From: "Lendacky, Thomas" <thomas.lendacky@amd.com>
To: "devel@edk2.groups.io" <devel@edk2.groups.io>
Cc: Jordan Justen <jordan.l.justen@intel.com>,
Laszlo Ersek <lersek@redhat.com>,
Ard Biesheuvel <ard.biesheuvel@linaro.org>,
Michael D Kinney <michael.d.kinney@intel.com>,
Liming Gao <liming.gao@intel.com>,
Eric Dong <eric.dong@intel.com>, Ray Ni <ray.ni@intel.com>,
"Singh, Brijesh" <brijesh.singh@amd.com>
Subject: [RFC PATCH 05/28] OvmfPkg: Create GHCB pages for use during Pei and Dxe phase
Date: Mon, 19 Aug 2019 21:35:53 +0000 [thread overview]

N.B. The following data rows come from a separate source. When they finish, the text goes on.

PR #576, opened 2021-09-16
8273905: Foreign API refresh

mcimadamore:
As outlined in [1], there are areas of the foreign API we'd like to improve upon, such as:

* dereference: there is a mismatch between API points which create segments (which take a layout) and dereference API points, which do not take layouts

* role of `MemoryAddress`: in Java 17, `MemoryAddress` has become a stateful carrier, which is attached to a scope. This is inconvenient, as in most cases, a memory address is just a raw pointer that arises when interacting with native code.

* resource scopes: the API for scopes has too many flavors to pick from, many of which overlap. The fact that scopes and segment allocators are unrelated forces clients to introduce ad hoc conversions from scopes to allocators, and library developers to add overloads. Finally, the API for acquiring scopes doesn't work well with try-with-resources, and could also be simplified. 

I will add separate comments to explain how the API has changed to resolve the above issues.

[1] - https://mail.openjdk.java.net/pipermail/panama-dev/2021-September/014946.html

---------
### Progress

### Issue
 * [JDK-8273905](https://bugs.openjdk.java.net/browse/JDK-8273905): Foreign API refresh

### Reviewers
 * [Uwe Schindler](https://openjdk.java.net/census#uschindler) (@uschindler - no project role) ⚠️ Review applies to 162cb936efeb7341f2beb4539545211d5bc4d4aa
 * [Paul Sandoz](https://openjdk.java.net/census#psandoz) (@PaulSandoz - Committer) ⚠️ Review applies to 162cb936efeb7341f2beb4539545211d5bc4d4aa

### Reviewing

Checkout this PR locally: \
`$ git fetch https://git.openjdk.java.net/panama-foreign pull/576/head:pull/576` \
`$ git checkout pull/576`

`$ git checkout pull/576` \
`$ git pull https://git.openjdk.java.net/panama-foreign pull/576/head`

</details>

Checkout this PR locally: \
`$ git pr checkout 576`

`$ git pr show -t 576`

</details>

<a href="https://git.openjdk.java.net/panama-foreign/pull/576.diff">https://git.openjdk.java.net/panama-foreign/pull/576.diff</a>

</details>


mcimadamore:
### Memory dereference

The main change in this area is to attach carriers to `ValueLayout`. Because of this, we have defined several subclasses of `ValueLayout` (one per carrier), such as `ValueLayout.OfInt`, `ValueLayout.OfFloat` and so forth. Attaching layouts to carriers allows to express deference method in an elegant way - e.g. instead of:

`MemoryAccess.getIntAtOffset(segment, offset)`

simply:

```
segment.get(JAVA_INT, offset);
```

The new dereference methods are statically safe: it is not possible for clients to pass values to setters of the *wrong* type. We have used the same trick in different parts of the API, to make it more uniform and safer (see changes in `SegmentAllocator` and `VaList`). As a result, `MemoryAccess` and `MemoryCopy` go away, as the same operations are now available as instance (or static, in the case of copy) methods in `MemorySegment`. Since the new dereference API points are parameterized by a layout, it is always possible to e.g. create a layout with desired endianness and use that instead. The only caveat is that, for performance to be optimal, the layout using during dereference should be a VM constant (e.g. static final field).

### CLinker

First, we have moved most of the `CLinker` helper methods away from `CLinker`. For instance, to allocate an Utf8 string, there is now a method in `SegmentAllocator`, as well as a pair of getter/setter in `MemorySegment`. This makes the code easier to follow. 
Since carriers are attached to value layout, passing a `MethodType` to `CLinker::downcallHandle` is no longer necessary, so the API for obtaining downcall method handles has been simplified.

Some things have been removed as well; most notably, the platform-dependent layout constants, such as `C_INT` are gone. This is because we cannot type these constants sharply - given that their type would vary across platforms (is `C_LONG` a `ValueLayout.OfInt` or a `ValueLayout.OfLong` ?). Ultimately, it is the role of a tool (such as jextract) to generate a set of layout constants which work on a given platform, so we have made the API more neutral. It is still possible to use layouts such as `JAVA_INT` and `JAVA_LONG` to link downcall method handles, and that is not too different from using JNI types such as `jint` and `jlong` (that is, they should be used with care, making sure they match the underlying platform types).

Another thing we removed was the `freeMemory` and `allocateMemory` API points. These were just shortcut for commonly used downcall method handles, which in most of the cases will be included in a jextraction unit anyway. There seems to be little value in including such methods in the `CLinker` API.

src/jdk.incubator.foreign/share/classes/jdk/incubator/foreign/MemorySegment.java
```diff
@@ -546,73 +506,149 @@ default MemorySegment asSlice(MemoryAddress newBase) {
...
+     *
+     * @param offset offset in bytes (relative to this address). The final address of this read operation can be expressed as {@code toRowLongValue() + offset}.
+     * @return a Java UTF-8 string containing all the bytes read from the given starting address ({@code toRowLongValue() + offset})
+     * up to (but not including) the first {@code '\0'} terminator character (assuming one is found).
+     * @throws IllegalArgumentException if the size of the native string is greater than the largest string supported by the platform.
+     * @throws IllegalCallerException if access to this method occurs from a module {@code M} and the command line option
+     * {@code --enable-native-access} is either absent, or does not mention the module name {@code M}, or
+     * {@code ALL-UNNAMED} in case {@code M} is an unnamed module.
+     */
+
```
PaulSandoz, line 612:
```suggestion
```

src/jdk.incubator.foreign/share/classes/jdk/incubator/foreign/MemorySegment.java
```diff
@@ -546,73 +506,149 @@ default MemorySegment asSlice(MemoryAddress newBase) {
...
+     * sequences with this charset's default replacement string.  The {@link
+     * java.nio.charset.CharsetDecoder} class should be used when more control
+     * over the decoding process is required.
+     * @param offset offset in bytes (relative to this segment). For instance, if this segment is a {@link #isNative()} segment,
+     *               the final address of this read operation can be expressed as {@code address().toRowLongValue() + offset}.
+     * @return a Java UTF-8 string containing all the bytes read from the given starting address up to (but not including)
+     * the first {@code '\0'} terminator character (assuming one is found).
+     * @throws IllegalArgumentException if the size of the native string is greater than the largest string supported by the platform.
+     * @throws IllegalStateException if the size of the native string is greater than the size of the segment
+     * associated with {@code addr}, or if {@code addr} is associated with a segment that is <em>not alive</em>.
```
PaulSandoz, line 626: Referral to unknown parameter `addr`

src/jdk.incubator.foreign/share/classes/jdk/incubator/foreign/ResourceScope.java
```diff
@@ -56,25 +58,24 @@
...
- * <h2>Implicit resource scopes</h2>
+ * <h2>Implicit deallocation</h2>
  *
- * Resource scopes obtained from {@link #newImplicitScope()} cannot be closed explicitly. We call these resource scopes
- * <em>implicit scopes</em>. Calling {@link #close()} on an implicit resource scope always results in an exception.
- * Resources associated with implicit scopes are released once the scope instance becomes
- * <a href="../../../java/lang/ref/package.html#reachability">unreachable</a>.
+ * Resource scopes are also closed automatically once the scope instance becomes
+ * <a href="../../../java/lang/ref/package.html#reachability">unreachable</a>. This can be useful to allow for predictable,
+ * deterministic resource deallocation, while still prevent accidental native memory leaks. In case a managed resource scope
```
PaulSandoz, line 66:
```suggestion
 * deterministic resource deallocation, while still preventing accidental native memory leaks. In case a managed resource scope
```

src/jdk.incubator.foreign/share/classes/jdk/incubator/foreign/package-info.java
```diff
@@ -81,6 +83,8 @@
  * which is used to <em>bind</em> the life-cycle of the segment created immediately afterwards. Note the use of the
  * <em>try-with-resources</em> construct: this idiom ensures that all the memory resources associated with the segment will be released
  * at the end of the block, according to the semantics described in Section {@jls 14.20.3} of <cite>The Java Language Specification</cite>.
+ * Since a resource scope act as a {@link jdk.incubator.foreign.SegmentAllocator segment allocators}, we can also
```
PaulSandoz, line 86:
```suggestion
 * Since a resource scope acts as a {@link jdk.incubator.foreign.SegmentAllocator segment allocator}, we can also
```

test/jdk/java/foreign/TestArrays.java
```diff
@@ -41,47 +40,55 @@
...
 public class TestArrays {
 
     static SequenceLayout bytes = MemoryLayout.sequenceLayout(100,
-            MemoryLayouts.JAVA_BYTE
+            JAVA_BYTE
     );
 
     static SequenceLayout chars = MemoryLayout.sequenceLayout(100,
-            MemoryLayouts.JAVA_CHAR
+            ValueLayout.JAVA_CHAR
```
PaulSandoz, line 62:
```suggestion
            JAVA_CHAR
```
And for other usages.

test/jdk/java/foreign/TestByteBuffer.java
```diff
@@ -102,40 +108,40 @@
...
     );
 
     static SequenceLayout shorts = MemoryLayout.sequenceLayout(100,
-            MemoryLayouts.BITS_16_BE
+            JAVA_SHORT.withOrder(ByteOrder.BIG_ENDIAN)
     );
 
     static SequenceLayout ints = MemoryLayout.sequenceLayout(100,
-            MemoryLayouts.BITS_32_BE
+            ValueLayout.JAVA_INT.withOrder(ByteOrder.BIG_ENDIAN)
```
PaulSandoz, line 128:
```suggestion
            JAVA_INT.withOrder(ByteOrder.BIG_ENDIAN)
```

src/java.base/share/classes/jdk/internal/access/foreign/MemorySegmentProxy.java
```diff
@@ -27,6 +27,7 @@
 package jdk.internal.access.foreign;
 
 import jdk.internal.misc.ScopedMemoryAccess;
+import jdk.internal.vm.annotation.ForceInline;
```
sundararajana, line 30: Is this import needed?

mcimadamore: Leftover form past experiments - good catch!

PaulSandoz:
I recommend running IntelliJ analysis over the code before integrating. It often finds small problems, typos, Java doc issues.

mcimadamore:
> I recommend running IntelliJ analysis over the code before integrating. It often finds small problems, typos, Java doc issues.

I've ran the typos and grammar analyses already (so what you see should be already relatively polished). I will run some more to catch code issues.

uschindler (approved):
I found some minor javadoc things (just by looking at it and searching for defintiions, so there may be other problems).

I did some testing in Apache Lucene with a build of your branch: https://github.com/uschindler/lucene/tree/draft/jdk-foreign-mmap-jdk18 (the relevant change to previous version using the old MemoryCopy stuff is this commit: https://github.com/uschindler/lucene/commit/2de65069a7419edd43f5fc3b63e6e9fa077e2235

The new API looks really good. I also removed all usage of `VarHandle` in the Lucene implementation and just used the versions of `MemorySegment#get(ValueLayout.Xxx,...)` for our positional reads. Interestingly the performance seemed to get a bit better without direct use of VarHandles (maybe because you use `@ForceInline`), but not significant (inside the benchmark's std dev).

The most interesting code for you is here: https://github.com/uschindler/lucene/blob/draft/jdk-foreign-mmap-jdk18/lucene/core/src/java/org/apache/lucene/store/MemorySegmentIndexInput.java

src/jdk.incubator.foreign/share/classes/jdk/incubator/foreign/MemoryHandles.java
```diff
@@ -254,8 +179,8 @@ public static VarHandle asAddressVarHandle(VarHandle target) {
      * Java {@code int} to avoid dealing with negative values, which would be
      * the case if modeled as a Java {@code short}. This is illustrated in the following example:
      * <blockquote><pre>{@code
-    MemorySegment segment = MemorySegment.allocateNative(2, ResourceScope.newImplicitScope());
-    VarHandle SHORT_VH = MemoryLayouts.JAVA_SHORT.varHandle(short.class);
+    MemorySegment segment = MemorySegment.allocateNative(2, ResourceScope.newConfinedScope());
+    VarHandle SHORT_VH = ValueLayout.JAVA_SHORT.varHandle(short.class);
```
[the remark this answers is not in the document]
uschindler: There may be other similar problems at other places!

src/jdk.incubator.foreign/share/classes/jdk/incubator/foreign/MemorySegment.java
```diff
@@ -836,27 +888,730 @@ static MemorySegment mapFile(Path path, long bytesOffset, long bytesSize, FileCh
...
+     * Supported array types are {@code byte[]}, {@code char[]},{@code short[]},{@code int[]},{@code float[]},{@code long[]} and {@code double[]}.
+     */
+    @ForceInline
+    static void copy(
+            MemorySegment srcSegment, ValueLayout srcLayout, long srcOffset,
+            Object dstArray, int dstIndex, int elementCount) {
+        Objects.requireNonNull(srcSegment);
+        Objects.requireNonNull(dstArray);
+        Objects.requireNonNull(srcLayout);
+        long baseAndScale = getBaseAndScale(dstArray.getClass());
```
uschindler, line 1544: Should we not add a check that the srcLayout's carrier type fits the dstArray type?

src/jdk.incubator.foreign/share/classes/jdk/incubator/foreign/MemorySegment.java
```diff
@@ -836,27 +888,730 @@ static MemorySegment mapFile(Path path, long bytesOffset, long bytesSize, FileCh
...
+     * @throws  IllegalArgumentException if {@code srcArray} is not an array, or if it is an array but whose type is not supported.
+     * Supported array types are {@code byte[]}, {@code char[]},{@code short[]},{@code int[]},{@code float[]},{@code long[]} and {@code double[]}.
+     */
+    @ForceInline
+    static void copy(
+            Object srcArray, int srcIndex,
+            MemorySegment dstSegment, ValueLayout dstLayout, long dstOffset, int elementCount) {
+        Objects.requireNonNull(srcArray);
+        Objects.requireNonNull(dstSegment);
+        Objects.requireNonNull(dstLayout);
```
uschindler, line 1580: same here: dstLayout's carrier type should be srcArray's type.

uschindler (changes requested):

src/jdk.incubator.foreign/share/classes/jdk/incubator/foreign/MemorySegment.java
mcimadamore: Good point(s) - I will fix.

src/jdk.incubator.foreign/share/classes/jdk/incubator/foreign/MemoryHandles.java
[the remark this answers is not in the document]
mcimadamore: True - always hard to keep samples up to date with API changes - hopefully javadoc snippets will fix this issue :-)

src/jdk.incubator.foreign/share/classes/jdk/incubator/foreign/MemoryAddress.java
```diff
@@ -76,155 +93,686 @@ default MemoryAddress address() {
...
+    static MemoryAddress allocateMemory(long size) {
+        Reflection.ensureNativeAccess(Reflection.getCallerClass());
+        MemoryAddress addr = SharedUtils.allocateMemoryInternal(size);
+        if (addr.equals(NULL)) {
+            throw new OutOfMemoryError();
+        } else {
+            return addr;
+        }
+    }
+
```
sundararajana, line 193: Do we still need this?

src/jdk.incubator.foreign/share/classes/jdk/incubator/foreign/MemorySegment.java
```diff
@@ -546,83 +505,135 @@ default MemorySegment asSlice(MemoryAddress newBase) {
...
     /**
-     * Creates a new confined buffer memory segment that models the memory associated with the given byte
+     * Reads a UTF-8 encoded, null-terminated string from this segment at given offset.
+     * <p>
+     * This method always replaces malformed-input and unmappable-character
+     * sequences with this charset's default replacement string.  The {@link
+     * java.nio.charset.CharsetDecoder} class should be used when more control
+     * over the decoding process is required.
+     * @param offset offset in bytes (relative to this segment). For instance, if this segment is a {@link #isNative()} segment,
+     *               the final address of this read operation can be expressed as {@code address().toRowLongValue() + offset}.
```
sundararajana, line 598: Mention of isNative() which is removed.

src/jdk.incubator.foreign/share/classes/jdk/incubator/foreign/MemorySegment.java
```diff
@@ -546,83 +505,135 @@ default MemorySegment asSlice(MemoryAddress newBase) {
...
+    }
+
+    /**
+     * Writes a UTF-8 encoded, null-terminated string into this segment at given offset.
+     * <p>
+     * This method always replaces malformed-input and unmappable-character
+     * sequences with this charset's default replacement string.  The {@link
+     * java.nio.charset.CharsetDecoder} class should be used when more control
+     * over the decoding process is required.
+     * @param offset offset in bytes (relative to this segment). For instance, if this segment is a {@link #isNative()} segment,
```
sundararajana, line 616: Mention of ofNative()

src/jdk.incubator.foreign/share/classes/jdk/internal/foreign/abi/UpcallStubs.java
```diff
@@ -52,4 +51,22 @@ private static void freeUpcallStub(long stubAddress) {
...
+                @Override
+                public void cleanup() {
+                    freeUpcallStub(entry);
+                }
+            });
+        }
+
+        @Override
+        public MemoryAddress address() {
+            return MemoryAddress.ofLong(entry);
```
PaulSandoz, line 69: Does not check if the scope is closed.

src/jdk.incubator.foreign/share/classes/jdk/incubator/foreign/VaList.java
```diff
@@ -0,0 +1,253 @@
+package jdk.incubator.foreign;
```
sundararajana, line 1: copyright header is missing

test/micro/org/openjdk/bench/jdk/incubator/foreign/CLayouts.java
```diff
@@ -0,0 +1,72 @@
+package org.openjdk.bench.jdk.incubator.foreign;
```
sundararajana, line 1: copyright header missing

test/micro/org/openjdk/bench/jdk/incubator/foreign/LoopOverNewHeap.java
```diff
@@ -0,0 +1,112 @@
+/*
+ * Copyright (c) 2020, Oracle and/or its affiliates. All rights reserved.
```
sundararajana, line 2: new file. (c) year 2021

PR #634, opened 2026-08-18
OCPBUGS-111603: force freerun when non-leading DPLL loses lock

vitus133:
In chained-NIC T-GM/T-BC topologies, a non-leading DPLL losing lock must degrade the composite clock to FREERUN (S0). Previously the clock incorrectly reported HOLDOVER (S1) because:
1. UpdateState() gave HOLDOVER priority over FREERUN
2. The event package had no leading vs non-leading DPLL awareness.
3. stateDecision() used source-specific branches (GNSS/PPS/PTP4l) that don't reflect actual topology in multi-NIC configs. Changes:
- Fix UpdateState() priority (stats.go)
- Add hasNonLeadingDPLLFault() to detect follower faults when the leading DPLL is still locked (event.go)
- Apply to both T-GM (updateGMState) and T-BC (updateBCState) paths
- Refactor stateDecision() HOLDOVER branch: unify GNSS/PTP4l under hasLeadingSource(), non-leading DPLLs go directly to FREERUN
- Add leader-follower matrix state tests (stats_test.go)

### DIFF
--- a/pkg/dpll/dpll.go
+++ b/pkg/dpll/dpll.go
@@ -763,45 +763,29 @@ func (d *DpllConfig) stateDecision() {
 
 	case DPLL_HOLDOVER:
 		switch {
-		case d.hasPPSAsSource():
+		case !d.hasLeadingSource():
 			d.state = event.PTP_FREERUN
 			d.phaseOffset = FaultyPhaseOffset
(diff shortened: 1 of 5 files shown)


nocturnalastro (approved):
/lgtm

PR #636, opened 2026-08-24
[release-4.22] OCPBUGS-109638: Fix clock_state metric: HOLDOVER mapped to 0, stale when CEP enabled

jzding:
## Summary
Backport of upstream PR https://github.com/k8snetworkplumbingwg/linuxptp-daemon/pull/250 to release-4.22.

Two fixes for the `openshift_ptp_clock_state` Prometheus metric:

- **HOLDOVER mapped to 0 instead of 2** — `updateClockStateMetrics` only distinguished LOCKED (1) from everything else (0). HOLDOVER was indistinguishable from FREERUN despite the help text declaring `0 = FREERUN, 1 = LOCKED, 2 = HOLDOVER`. Replaced the if/else with a switch using typed constants shared between `metrics.go` and `event.go`.

- **Metric stale when CEP enabled** — `EventHandler.UpdateClockStateMetrics` was guarded by `if e.stdoutToSocket { return }`, skipping Prometheus updates when cloud-event-proxy was enabled. Since CEP does not register its own `openshift_ptp_clock_state` gauge, this left the metric stale. Removed the guard so the metric is always updated.

## Test plan
- [x] `TestUpdateClockStateMetrics` — verifies FREERUN→0, LOCKED→1, HOLDOVER→2
- [x] `go build ./...` passes
- [x] Lab tested on cnfdg32 (OCP 4.22) with upstream PR

### DIFF
--- a/pkg/daemon/daemon_internal_test.go
+++ b/pkg/daemon/daemon_internal_test.go
@@ -25,6 +25,8 @@ import (
 	"github.com/k8snetworkplumbingwg/linuxptp-daemon/pkg/leap"
 	ptpv1 "github.com/k8snetworkplumbingwg/ptp-operator/api/v1"
 	ptpv2alpha1 "github.com/k8snetworkplumbingwg/ptp-operator/api/v2alpha1"
+	"github.com/prometheus/client_golang/prometheus"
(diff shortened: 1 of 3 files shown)


vitus133 (approved):
/lgtm

PR #12, opened 2023-01-20
Add --disk-cache-dir and --max-cpu-mem parameters

Silver267:
--disk-cache-dir allows user to specify their cache directory while --max-cpu-mem allows user to specify the amount of RAM they want to use for offloading.


Silver267:
In windows, using ram as high as possible may cause swap space to be used. As for the cache directory, if the user have a dedicated acceleration disk for ai, it.would be useful to have the option to redirect.

Silver267:
Just figured out how to properly commit to github, reopening a new one.

PR #16, opened 2023-01-20
Allow specifying the Hugging Face Git branch when downloading models

81300:
This adds a `--branch` option to the model download script.


oobabooga:
Very nice, thank you. There is just one issue, it doesn't work if the parameters are reordered:

```
python download-model.py --branch dev PygmalionAI/pygmalion-6b
Downloading the model to models/--branch_dev...

```

Issue #14, opened 2023-01-20
Doesn't run on colab with Pygmalion-6B / results look different on Colab


waifusd:
Using the provided notebook and just changing the model to Pygmalion-6B instead of Pygmalion-1.3B generates the following tcmalloc error and the execution stops cold.

![tcmalloc](https://user-images.githubusercontent.com/123158074/213659678-ecdfaf31-697c-4c1b-9c7c-90c9ff12689a.png)

BushyToaster88:
> Using the provided notebook and just changing the model to Pygmalion-6B instead of Pygmalion-1.3B generates the following tcmalloc error and the execution stops cold.
> 
> ![tcmalloc](https://user-images.githubusercontent.com/123158074/213659678-ecdfaf31-697c-4c1b-9c7c-90c9ff12689a.png)

I have the same issue when trying to run the 4chan model in colab. Im get a "Memory cgroup out of memory" error when I look at the dmesg in the colab terminal.

oobabooga:
I can confirm this issue. 

On colab, I can't load either pygmalion-2.7b or pygmalion-6b.

The free colab has around 13GB RAM, while pygmalion-2.7b takes 6.8GB of RAM to load on my system (peak allocation). So it should in principle work.

waifusd:
Pygmalion-6B should be able to loaded on colab too, since the colab notebooks of other projects are able to load it (namely the Pyg devs own notebook, and KoboldAI's).

oobabooga:
An Anonymous 4chan user has kindly provided this notebook that allows the 6b model to be loaded in 8bit mode:

https://colab.research.google.com/github/81300/AI-Notebooks/blob/main/Colab-TextGen-GPU.ipynb

I haven't tested it yet because Google is not giving me a free instance with a GPU.

waifusd:
I tried it:

![pygoob1](https://user-images.githubusercontent.com/123158074/213779900-af9f4ab8-ef97-4f2a-813e-62805cc9b607.png)

oobabooga:
I can confirm that the results look worse on colab than running locally. I made a comparison using `debug.txt`, which is a deterministic preset that should generate the same responses:

```
do_sample=False,
max_new_tokens=tokens,

```

But the responses are different:

| Colab | Local |
| ------------- | ------------- |
[...]

PR #24, opened 2023-01-24
Change `--auto-devices` and model offload behavior

### LINKED ISSUE #23: `device_map='auto'` is inserted by default
Presently if you pass any other model loading arguments except for `--cpu`, the device_map gets appended even if `--auto-devices` is not used.

81300:
Fixes #23 

This makes `device_map='auto'` optional by ensuring it is only used as a setting for `AutoModelForCausalLM.from_pretrained()` in those cases:
* As before, if the model's name starts with `gpt-neo`, `opt-` or `galactica` and has 13B/20B/30B parameters, or
* The `--auto-devices` argument is passed, or
* The `--load-in-8bit` argument is passed (launch would fail only with `load_in_8bit=True`, see below)

```python
  File "server.py", line 301, in <module>
    model, tokenizer = load_model(model_name)
  File "server.py", line 169, in load_model
    model = eval(command)
  File "/usr/local/lib/python3.8/dist-packages/transformers/models/auto/auto_factory.py", line 463, in from_pretrained
    return model_class.from_pretrained(
  File "/usr/local/lib/python3.8/dist-packages/transformers/modeling_utils.py", line 1989, in from_pretrained
    raise ValueError(
ValueError: A device map needs to be passed to run convert models into mixed-int8 format. Please run`.from_pretrained` with `device_map='auto'`
```

It also ensures that unless `--cpu` or `--auto-devices` is passed, the model will always moved to the GPU first. This is to avoid scenarios such as:

```python
/home/81300/miniconda3/envs/textgen/lib/python3.10/site-packages/transformers/generation/utils.py:1470: UserWarning: You are calling .generate() with the `input_ids` being on a device type different than your model's device. `input_ids` is on cuda, whereas the model is on cpu. You may experience unexpected behaviors or slower generation. Please make sure that you have put `input_ids` to the correct device by calling for example input_ids = input_ids.to('cpu') before running `.generate()`.
  warnings.warn(
(...)
  File "/home/81300/miniconda3/envs/textgen/lib/python3.10/site-packages/torch/nn/functional.py", line 2210, in embedding
    return torch.embedding(weight, input, padding_idx, scale_grad_by_freq, sparse)
RuntimeError: Expected all tensors to be on the same device, but found at least two devices, cpu and cuda:0! (when checking argument for argument index in method wrapper__index_select)
```

May also impact #14


oobabooga:
@81300, thanks for the PR. Can you help me understand it? This is what I was thinking with the original implementation:

```
            settings.append("device_map='auto'")
            if args.gpu_memory is not None:
                if args.cpu_memory is not None:
                    settings.append(f"max_memory={{0: '{args.gpu_memory}GiB', 'cpu': '{args.cpu_memory}GiB'}}")
                else:
                    settings.append(f"max_memory={{0: '{args.gpu_memory}GiB', 'cpu': '99GiB'}}")
            if args.disk:
                if args.disk_cache_dir is not None:
                    settings.append(f"offload_folder='{args.disk_cache_dir}'")
                else:
                    settings.append("offload_folder='cache'")
            if args.load_in_8bit:
                settings.append("load_in_8bit=True")
            else:
                settings.append("torch_dtype=torch.float16")
```

At this point, the user doesn't want to load the entire model into the GPU or the CPU. He either wants to use the model in 8-bit mode (in which case things remain the same in your PR), or he wants to offload layers to the GPU and/or disk because the model doesn't fit entirely into his GPU. In the latter case, it seemed to me that `device_map='auto'` was always necessary.

What is gained by passing a `max_memory` dict and/or an `offload_folder` *without* `device_map=auto`?

About `offload_state_dict=True`, [it defaults to true](https://huggingface.co/docs/transformers/main_classes/model#transformers.PreTrainedModel.from_pretrained.offload_state_dict) when there is a disk offload, so it seems unnecessary to include it.

Also, what is gained by adding `.cuda()` [here](https://github.com/oobabooga/text-generation-webui/pull/24/files#diff-791d4d41d3718d15d49180f3aacc8370b8cab07383f0d35b2713651cc0adfe46R117)? I thought that `.cuda()` was only relevant when the model was sent entirely to the GPU, and that it would generate an error if added when the model is loaded in 8-bit mode.

oobabooga:
I think that this boils down to a matter of semantics. With `gpu-memory` and `cpu-memory`, the goal is to limit the amount of memory allocated by `auto-devices`, allowing the user to get the model working by following the [low VRAM guide](https://github.com/oobabooga/text-generation-webui/wiki/Low-VRAM-guide) in a simple way.

If you set the `max_memory` dict with a maximum GPU memory but no `auto devices`, there are two options:

1. This is greater than the model's size and the model will load to the GPU as if no command-line flag was used.
2. This is smaller than the model's size and the program will segfault because it wasn't instructed to offload weights to the CPU by `auto-devices`.

I think that features should be constructed with common use cases in mind rather than supporting every possible combination of parameters in the hugging face's pipelines. Right now, changing the behavior of `auto-devices` would not support a new use case it seems.

oobabooga:
I think not, as this would also not support a new use case.

In the current implementation, the only use case that I can think of that is not supported is running in CPU mode with layers offloaded to the disk. But I am not sure if anyone is interested in that (it would be painfully slow).

If you can think of other relevant use cases that are not currently possible, please let me know.

PR #27, opened 2023-01-26
bump transformers

Silver267:
idk but there seems to be a lot of random fixes in the new version, and it's working according to my local tests.


oobabooga:
#yolo

PR #43, opened 2023-02-01
Add DeepSpeed ZeRO-3 integration

81300:


oobabooga:
Thank you, that's amazing and very impressive! 

How faster is generation with deepseed than without it?

Silver267:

Message-ID: <096c6641b2f228177ab3bb815211379c1f650028.1566250534.git.thomas.lendacky@amd.com> (raw)
In-Reply-To: <cover.1566250534.git.thomas.lendacky@amd.com>
From: Tom Lendacky <thomas.lendacky@amd.com>
Allocate memory for the GHCB pages during SEV initialization for use
during Pei and Dxe phases. Since the GHCB pages must be mapped as shared
pages, modify CreateIdentityMappingPageTables() so that pagetable entries
are created without the encryption bit set.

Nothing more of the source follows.